(Data excerpts)

PR #3058, opened 2022-12-28
Removed unsafe-inline JS from CSP and other fixes

BlackDex:
- Removed `unsafe-inline` for javascript from CSP. The admin interface now uses files instead of inline javascript.
- Modified javascript to work not being inline.
- Run eslint over javascript and fixed some items.
- Added a `to_json` Handlebars helper. Used at the diagnostics page.
- Changed `AdminTemplateData` struct to be smaller. The `config` was always added, but only used at one page. Same goes for `can_backup` and `version`.
- Also inlined CSS.
  We can't remove the `unsafe-inline` from css, because that seems to
  break the web-vault currently. That might need some further checks.
  But for now the 404 page and all the admin pages are clear of inline scripts and styles.

### DIFF
--- a/src/api/admin.rs
+++ b/src/api/admin.rs
@@ -144,7 +144,6 @@ fn render_admin_login(msg: Option<&str>, redirect: Option<String>) -> ApiResult<
     let msg = msg.map(|msg| format!("Error: {msg}"));
     let json = json!({
         "page_content": "admin/login",
-        "version": VERSION,
         "error": msg,
         "redirect": redirect,
         "urlpath": CONFIG.domain_path()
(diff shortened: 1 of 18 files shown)


src/api/admin.rs
```diff
@@ -617,13 +602,14 @@ async fn diagnostics(_token: AdminToken, ip_header: IpHeader, mut conn: DbConn)
...
         "dns_resolved": dns_resolved,
+        "current_release": VERSION,
         "latest_release": latest_release,
         "latest_commit": latest_commit,
         "web_vault_enabled": &CONFIG.web_vault_enabled(),
         "web_vault_version": web_vault_version.version,
         "latest_web_build": latest_web_build,
         "running_within_docker": running_within_docker,
-        "docker_base_image": docker_base_image(),
+        "docker_base_image": if running_within_docker { docker_base_image() } else { "Not checked" },
```
tessus, line 612: Wouldn't be `Not available` better?

Not checked means that it was not determined for an unspecified reason. Not available means that this value makes no sense for the current setup.

tessus, line 612:
```suggestion
        "docker_base_image": if running_within_docker { docker_base_image() } else { "Not available" },
```

BlackDex: Then it would be **not applicable**, because technically it is available somewhere. Also, in this case we do not check this, so it is correct i think.

tessus: Ah, yes. You are correct. `Not applicable` is the correct term.

"Not checked" leaves the reader with a question: Why? Why was it not checked? "Not applicable" makes it perfectly clear.

GeekCornerGH (approved):
Haven't looked at rust code, but the rest semms good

__Your task__
Every record above is to be copied out exactly.

__Problem solution__
PR #3058, opened 2022-12-28
Removed unsafe-inline JS from CSP and other fixes

BlackDex:
- Removed `unsafe-inline` for javascript from CSP. The admin interface now uses files instead of inline javascript.
- Modified javascript to work not being inline.
- Run eslint over javascript and fixed some items.
- Added a `to_json` Handlebars helper. Used at the diagnostics page.
- Changed `AdminTemplateData` struct to be smaller. The `config` was always added, but only used at one page. Same goes for `can_backup` and `version`.
- Also inlined CSS.
  We can't remove the `unsafe-inline` from css, because that seems to
  break the web-vault currently. That might need some further checks.
  But for now the 404 page and all the admin pages are clear of inline scripts and styles.

### DIFF
--- a/src/api/admin.rs
+++ b/src/api/admin.rs
@@ -144,7 +144,6 @@ fn render_admin_login(msg: Option<&str>, redirect: Option<String>) -> ApiResult<
     let msg = msg.map(|msg| format!("Error: {msg}"));
     let json = json!({
         "page_content": "admin/login",
-        "version": VERSION,
         "error": msg,
         "redirect": redirect,
         "urlpath": CONFIG.domain_path()
(diff shortened: 1 of 18 files shown)


src/api/admin.rs
```diff
@@ -617,13 +602,14 @@ async fn diagnostics(_token: AdminToken, ip_header: IpHeader, mut conn: DbConn)
...
         "dns_resolved": dns_resolved,
+        "current_release": VERSION,
         "latest_release": latest_release,
         "latest_commit": latest_commit,
         "web_vault_enabled": &CONFIG.web_vault_enabled(),
         "web_vault_version": web_vault_version.version,
         "latest_web_build": latest_web_build,
         "running_within_docker": running_within_docker,
-        "docker_base_image": docker_base_image(),
+        "docker_base_image": if running_within_docker { docker_base_image() } else { "Not checked" },
```
tessus, line 612: Wouldn't be `Not available` better?

Not checked means that it was not determined for an unspecified reason. Not available means that this value makes no sense for the current setup.

tessus, line 612:
```suggestion
        "docker_base_image": if running_within_docker { docker_base_image() } else { "Not available" },
```

BlackDex: Then it would be **not applicable**, because technically it is available somewhere. Also, in this case we do not check this, so it is correct i think.

tessus: Ah, yes. You are correct. `Not applicable` is the correct term.

"Not checked" leaves the reader with a question: Why? Why was it not checked? "Not applicable" makes it perfectly clear.

GeekCornerGH (approved):
Haven't looked at rust code, but the rest semms good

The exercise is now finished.